Marc Jimenez, “Qu’est-ce que l’esthétique ?”

Une bonne vision globale de ce que c’est l’esthétique.

Au contraire de ce qu’on peut penser de son titre, ce n’est pas un livre de vulgarisation.

Ce livre présente les différentes théories concernant l’esthétique, depuis les grecs jusqu’à nos jours. Ce qui m’a le plus passionné dans ce livre est la présentation successive des théories élaborées par des philosophes tels Kant, Hegel, Nietszche, Marx, Freud, Arthur Danto, Adorno, … D’une part, ces théories sont “difficiles à digérer” dans leurs textes originaux et, d’autre part, ce livre montre pourquoi on est passé d’une à l’autre, tout en les mettant dans le contexte de l’art de l’époque. Les commentaires et critiques m’ont paru sans parti pris.

Par exemple, j’ai pu lire “Transfiguration du banal” d’Arthur Danto, livre très intéressant, mais dont la lecture aurait probablement été plus profitable si lu après ce livre.

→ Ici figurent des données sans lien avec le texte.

PR #6860, opened 2021-08-11
settings: Fix MSVC issues

lat9nq:
According to https://stackoverflow.com/questions/469508, we run into a MSVC bug (since VS 2005) when using diamond inheritance for RangedSetting.

This explicitly implements those functions in RangedSetting. GetValue is implemented as just calling the inherited version. The explicit converson operator is reimplemented. I opted for this over ignoring the warning with a pragma since this specifies the inherited behavior, and I have now less faith in MSVC to pick the right one.

In addition, we mark destructors as virtual to silence what I believe is a fair MSVC compilation error.


src/common/settings.h
```diff
@@ -318,7 +318,22 @@ class RangedSetting final : public BasicRangedSetting<Type>, public Setting<Type
         : BasicSetting<Type>{default_val, name},
           BasicRangedSetting<Type>{default_val, min_val, max_val, name}, Setting<Type>{default_val,
                                                                                        name} {}
-    ~RangedSetting() = default;
+    virtual ~RangedSetting() = default;
+
+    // The following are needed to avoid a MSVC bug
+    // (source: https://stackoverflow.com/questions/469508)
+    [[nodiscard]] virtual const Type& GetValue() const {
```
lioncash, line 325: shouldn't these implementations be using `override` instead of `virtual`?

PR #6861, opened 2021-08-12
decoders: Optimize memcpy for the other functions

yzct12345:
Applies the speed doubling in #6790 to the rest of the functions in that file.

Thanks to @ameerj for telling me that the problem is here.

ZLA plays at 60 FPS instead of 50 FPS!


bunnei (approved):

bunnei:
Awesome change, thank you!

PR #6862, opened 2021-08-12
input_common: Disable sdl raw input mode

german77:
SDL dies when a web applet opens on yuzu by unknown reasons if JOYSTICK_RAWINPUT is enabled. We don't need this feature.


yzct12345:
> RAWINPUT

Will removing this cause unwanted mouse acceleration?

german77:
We never used rawinput, SDL enabled this feature by default on `2.0.16`.  Mouse input is handled by Qt.

bunnei (approved):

Les concepts ne sont pas évidents pour le scientifique que je suis et certains paragraphes j’ai du lire deux fois. Mais la lecture est très facile.

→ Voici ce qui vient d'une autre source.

PR #6863, opened 2021-08-12
Fix LAN Play

### LINKED ISSUE #6807: bsd: blocking sockets don't seem to be working correctly
Trying to start the LAN mode in games like Mario Kart 8 Deluxe seems to correctly set up 3 UDP sockets. However after creating a room only one call to RecvFrom is logged. I'm not entirely sure why that is the case, but it seems that the service thread is blocked due to the game not requesting a non-blocking socket. But if the whole service is blocking the game isn't able to send broadcast messages announcing the room (Maybe the game starts multiple threads each controlling a blocking socket?). When I used a real switch connected to the same network I noticed it sent some broadcast packets. These packets seemed to stop the bsd service from blocking and the log showed that the game called RecvFrom again and even did two calls to SendTo. The real switch seems to have stopped the thread block. With this knowledge I wrote a small [script](https://gist.github.com/spholz/9480c72249dd6c93b58aedf80ab5da97) in python (note: this script is for linux only. I don't know if and how you can get the size of the receive queue on Windows) that constantly checks if one of the ports used by the game has an empty receive queue and fills it up with zeroes so that the game can continue handling other events and even announce the room correctly. This script indeed made Mario Kart 8 Deluxe running inside yuzu able to communicate with a real switch. After applying a small patch to IGeneralService::GetCurrentIpConfigInfo that hardcodes the local IP address of my PC I was even able to start a race. This patch combined with the script made the LAN mode of Mario Tennis Aces work, too. However, the Splatoon 2 LAN mode hangs when creating or joining a room.

spholz:
This PR fixes the LAN Play mode found in some games (e.g. Mario Kart 8 Deluxe).
Although this PR mostly consists of small bug fixes to make LAN Play work, a new "Network Interface" combobox is added in the configuration window (located in the "Network" tab).

Tested games:
- Mario Kart 8 Deluxe
- Mario Tennis Aces
- Splatoon 2 (needs further patches in IAudioIn)

This PR was tested both on Windows and on Linux.

Fixes #6807


src/core/hle/service/nifm/nifm.cpp
```diff
@@ -322,12 +322,15 @@ class IGeneralService final : public ServiceFramework<IGeneralService> {
     void GetCurrentIpAddress(Kernel::HLERequestContext& ctx) {
         LOG_WARNING(Service_NIFM, "(STUBBED) called");
 
-        const auto [ipv4, error] = Network::GetHostIPv4Address();
-        UNIMPLEMENTED_IF(error != Network::Errno::SUCCESS);
+        auto ipv4 = Network::GetHostIPv4Address();
+        if (!ipv4) {
+            LOG_CRITICAL(Service_NIFM, "Couldn't get host IPv4 address, defaulting to 0.0.0.0");
```
lioncash, line 327:
```suggestion
            LOG_ERROR(Service_NIFM, "Couldn't get host IPv4 address, defaulting to 0.0.0.0");
```

since this doesn't threaten stability of the program

src/core/network/network.cpp
```diff
@@ -353,27 +360,27 @@ NetworkInstance::~NetworkInstance() {
...
-    if (ent->h_length != sizeof(in_addr)) {
-        UNIMPLEMENTED_MSG("Unexpected size={} in hostent->h_length", ent->h_length);
-    }
+    const auto res = std::ranges::find_if(network_interfaces,
+                                          [&selected_network_interface](const auto& interface) {
+                                              return interface.name == selected_network_interface;
+                                          });
+
+    if (res != network_interfaces.end()) {
+        char ip_addr[16];
```
lioncash, line 375:
```suggestion
        char ip_addr[16] = {};
```

src/core/hle/service/nifm/nifm.cpp
```diff
@@ -322,12 +322,15 @@ class IGeneralService final : public ServiceFramework<IGeneralService> {
...
+            ipv4.emplace(Network::IPv4Address{0, 0, 0, 0});
+        }
 
         IPC::ResponseBuilder rb{ctx, 3};
         rb.Push(ResultSuccess);
-        rb.PushRaw(ipv4);
+        rb.PushRaw(ipv4.value());
```
lioncash, line 333:
```suggestion
        rb.PushRaw(*ipv4);
```

src/core/hle/service/nifm/nifm.cpp
```diff
@@ -322,12 +322,15 @@ class IGeneralService final : public ServiceFramework<IGeneralService> {
     void GetCurrentIpAddress(Kernel::HLERequestContext& ctx) {
         LOG_WARNING(Service_NIFM, "(STUBBED) called");
 
-        const auto [ipv4, error] = Network::GetHostIPv4Address();
-        UNIMPLEMENTED_IF(error != Network::Errno::SUCCESS);
+        auto ipv4 = Network::GetHostIPv4Address();
```
lioncash, line 325:
```suggestion
        const auto ipv4 = Network::GetHostIPv4Address();
```

src/core/hle/service/nifm/nifm.cpp
```diff
@@ -354,10 +357,16 @@ class IGeneralService final : public ServiceFramework<IGeneralService> {
         static_assert(sizeof(IpConfigInfo) == sizeof(IpAddressSetting) + sizeof(DnsSetting),
                       "IpConfigInfo has incorrect size.");
 
+        auto ipv4 = Network::GetHostIPv4Address();
```
lioncash, line 360:
```suggestion
        const auto ipv4 = Network::GetHostIPv4Address();
```

src/core/hle/service/nifm/nifm.cpp
```diff
@@ -354,10 +357,16 @@ class IGeneralService final : public ServiceFramework<IGeneralService> {
...
+        if (!ipv4) {
+            LOG_CRITICAL(Service_NIFM, "Couldn't get host IPv4 address, defaulting to 0.0.0.0");
```
lioncash, line 362:
```suggestion
            LOG_ERROR(Service_NIFM, "Couldn't get host IPv4 address, defaulting to 0.0.0.0");
```

src/core/hle/service/nifm/nifm.cpp
```diff
@@ -354,10 +357,16 @@ class IGeneralService final : public ServiceFramework<IGeneralService> {
...
+            ipv4.emplace(Network::IPv4Address{0, 0, 0, 0});
+        }
+
         const IpConfigInfo ip_config_info{
             .ip_address_setting{
                 .is_automatic{true},
-                .current_address{192, 168, 1, 100},
+                .current_address{ipv4.value()},
```
lioncash, line 369:
```suggestion
                .current_address{*ipv4},
```

src/core/network/network_interface.cpp
```diff
@@ -0,0 +1,111 @@
...
+    for (auto ifa = ifaddr; ifa != nullptr; ifa = ifa->ifa_next) {
+        if (ifa->ifa_addr == nullptr) {
+            continue;
+        }
+
+        if (ifa->ifa_addr->sa_family != AF_INET) {
+            continue;
+        }
+
+        if (!(ifa->ifa_flags & IFF_UP) || ifa->ifa_flags & IFF_LOOPBACK) {
```
lioncash, line 95: Prefer making arithmetic to bool conversions explicit.

```suggestion
        if ((ifa->ifa_flags & IFF_UP) == 0 || (ifa->ifa_flags & IFF_LOOPBACK) != 0) {
```

src/core/network/network_interface.cpp
```diff
@@ -0,0 +1,111 @@
...
+
+    // retry up to 5 times
+    for (int i = 0; i < 5 && ret == ERROR_BUFFER_OVERFLOW; i++) {
+        ret = GetAdaptersAddresses(AF_INET, GAA_FLAG_SKIP_MULTICAST | GAA_FLAG_SKIP_DNS_SERVER,
+                                   nullptr, adapter_addresses, &buf_size);
+
+        if (ret == ERROR_BUFFER_OVERFLOW) {
+            adapter_addresses_raw.resize(buf_size);
+            adapter_addresses =
+                reinterpret_cast<PIP_ADAPTER_ADDRESSES>(adapter_addresses_raw.data());
```
lioncash, line 40: This is undefined behavior to dereference. Consider making the contents of the vector contain `IP_ADAPTER_ADDRESSES` instances to begin with instead of type punning from u8.

src/core/network/network_interface.cpp
```diff
@@ -0,0 +1,111 @@
...
+#include <ifaddrs.h>
+#include <net/if.h>
+#endif
+
+namespace Network {
+
+#ifdef _WIN32
+
+std::vector<NetworkInterface> GetAvailableNetworkInterfaces() {
+    std::vector<NetworkInterface> result;
```
lioncash, line 25: This can be moved down into the `if (ret == NO_ERROR)` case down below to narrow its scope. The error case can do `return {};`

src/yuzu/configuration/configure_network.cpp
```diff
@@ -47,29 +48,42 @@ ConfigureService::ConfigureService(QWidget* parent)
     ui->bcat_source->addItem(QStringLiteral("Boxcat"), QStringLiteral("boxcat"));
 #endif
 
+    ui->network_interface->addItem(QStringLiteral("None"));
```
lioncash, line 51:
```suggestion
    ui->network_interface->addItem(tr("None"));
```

Since this is a user-facing string.

v1993:
Fixes #6807, I presume? Now only if I had friends to test this with...

src/core/hle/service/nifm/nifm.cpp
spholz: This cannot be const because if ipv4 does not contain a value it is set to 0.0.0.0. However, std::optional<T>::value_or could be used here

src/core/network/network_interface.cpp
spholz: so do you suggest doing `adapter_addresses_raw.resize((buf_size / sizeof(IP_ADAPTER_ADRESSES)) + 1);`? to get the right size?

spholz:
Your CI doesn't seem to like std::bit_cast (gcc only supports it starting from version 11, clang doesn't support it at all). Should I use your implementation in common/bit_cast.h (I noticed only now that yuzu has its own implementation)?

german77:
Yes. We are using clang 10

src/yuzu/configuration/configure_network.h
```diff
@@ -8,16 +8,18 @@
 #include <QFutureWatcher>
 #include <QWidget>
 
+#include "core/network/network_interface.h"
```
lioncash, line 11: Missed this in the initial review, but this should be moved into the cpp file, since nothing in the header depends on this.

src/core/network/network_interface.cpp
lioncash: Yup. Anything that doesn't require the `reinterpret_cast`s.

src/core/network/network.cpp
```diff
@@ -353,27 +360,27 @@ NetworkInstance::~NetworkInstance() {
...
-std::pair<IPv4Address, Errno> GetHostIPv4Address() {
-    std::array<char, 256> name{};
-    if (gethostname(name.data(), static_cast<int>(name.size()) - 1) == SOCKET_ERROR) {
-        return {IPv4Address{}, GetAndLogLastError()};
-    }
+std::optional<IPv4Address> GetHostIPv4Address() {
+    const std::string& selected_network_interface = Settings::values.network_interface.GetValue();
+    const auto network_interfaces = Network::GetAvailableNetworkInterfaces();
+    ASSERT_MSG(network_interfaces.size() > 0,
+               "GetAvailableNetworkInterfaces returned no interfaces");
```
yzct12345, line 367: Please don't assert here. Assert should only be used for things that should logically never happen.

I run third-party software such as any yuzu build except my own in a network sandbox on Linux. This ensures the software sees 0 network interfaces. That will make me hit this assert.

```suggestion
    if (network_interfaces.size() == 0) {
        LOG_ERROR(Network, "GetAvailableNetworkInterfaces returned no interfaces");
        return {};
    }
```

src/core/network/network_interface.cpp
```diff
@@ -0,0 +1,113 @@
...
+
+#ifdef _WIN32
+
+std::vector<NetworkInterface> GetAvailableNetworkInterfaces() {
+    std::vector<u8> adapter_addresses_raw;
+    auto adapter_addresses = reinterpret_cast<PIP_ADAPTER_ADDRESSES>(adapter_addresses_raw.data());
+    DWORD ret = ERROR_BUFFER_OVERFLOW;
+    DWORD buf_size = 0;
+
+    // retry up to 5 times
```
yzct12345, line 31: Should you wait between the retries?

vonchenplus:
So what's the root case that you couldn't connect in the Mario Kart 8 Deluxe before?

german77:
I was able to play MK8 with no issues. Good job.

src/core/network/network_interface.cpp
FernandoS27: I gave him this code and nope, he does not have to. It's just how (stupid) the windows API works. There's no function to get the size, you try with a size and if it's wrong, it changes it for you and you have to retry.

spholz: Sorry, totally forgot to mention that you gave me this code.

src/core/hle/service/nifm/nifm.cpp
spholz: This also cannot be const

spholz:
There is no single root case that prevented you from creating LAN Play games. All of the bug fixes are needed (and the new Network Interface UI).

somewhereintherainbow:
Amazing feature. I tried Mario Kart 8 Deluxe but only allows max 2 players. Everytime we tried to add the third player game keeps on "Please wait" Then Disconnected from server.

FernandoS27:
> Amazing feature. I tried Mario Kart 8 Deluxe but only allows max 2 players. Everytime we tried to add the third player game keeps on "Please wait" Then Disconnected from server. Used ZeroTier One. We tried with Europe + South america = Same error. We tried all three players on South America = Same error.

Have in mind LAN mode is designed for very short distances (literally within a building). It's normal that most games may have way lower timeout/latency tolerance. The best is that you try different games.

spholz:
Yeah it seems like LAN Play games have very low tolerances. I even noticed a LAN game getting out of sync. My switch ran without any stutters, of course. But even the slightest lag on yuzu caused the games to have a very noticeable transfer delay.

somewhereintherainbow:
> 
> 
> > Amazing feature. I tried Mario Kart 8 Deluxe but only allows max 2 players. Everytime we tried to add the third player game keeps on "Please wait" Then Disconnected from server. Used ZeroTier One. We tried with Europe + South america = Same error. We tried all three players on South America = Same error.
> 
> Have in mind LAN mode is designed for very short distances (literally within a building). It's normal that most games may have way lower timeout/latency tolerance. The best is that you try different games and for long distances play, you may have to wait for LDN to be implermented,

Hey! I played Mario Tennis Aces with a guy from Chile, South America. It is working fine. It has like the same delay as Smash Bros Ultimate has on real switch.

FernandoS27:
> > > Amazing feature. I tried Mario Kart 8 Deluxe but only allows max 2 players. Everytime we tried to add the third player game keeps on "Please wait" Then Disconnected from server. Used ZeroTier One. We tried with Europe + South america = Same error. We tried all three players on South America = Same error.
> > 
> > 
> > Have in mind LAN mode is designed for very short distances (literally within a building). It's normal that most games may have way lower timeout/latency tolerance. The best is that you try different games and for long distances play, you may have to wait for LDN to be implermented,
> 
> Hey! I played Mario Tennis Aces with a guy from Chile, South America. It is working fine. It has like the same delay as Smash Bros Ultimate has on real switch.

depends on the game but expect most to have low tolerance.

FernandoS27 (approved):

FernandoS27:
thank you for your contribution, merged.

Pour ceux qui, comme moi, ont l’habitude d’aborder d’un sujet par une vision globale avant les détails les plus intéressants, c’est un livre parfait. Je le lirai très certainement une deuxième fois dans quelque temps.

Quatrième de couverture

L’esthétique est une fois encore à l’ordre du jour philosophique. Notre époque, pressée d’en découdre avec la fin proclamée de l’Art, tient pour évident l’objet de cette discipline.

Or, l’esthétique est relativement récente : la réflexion sur l’art est une histoire parallèle à celle de rationalité. Marc Jimenez en retrace ici de développement.

C’est au siècle des Lumières que l’esthétique s’autonomise, qu’elle conquiert ses lettres de noblesse, quand devient primordiale la question du Beau comme accès au sens, à la vérité. Alors s‘ouvrent des voies diverses : la science du Beau (Kunstwissenschaft) n’est pas la faculté de juger kantienne ni la philosophie de l’Art, entre tradition et modernité, imaginée par Hegel. D’où les grands changements de perspective opérés au XXe siècle : le tournant esthétique de la philosophie, inauguré par Nietzsche; le tournant politique de l’esthétique (Lukàcs, Heidegger, Benjamin, Adorno notamment); le tournant culturel de l’esthétique (Goodman, Danto, etc.).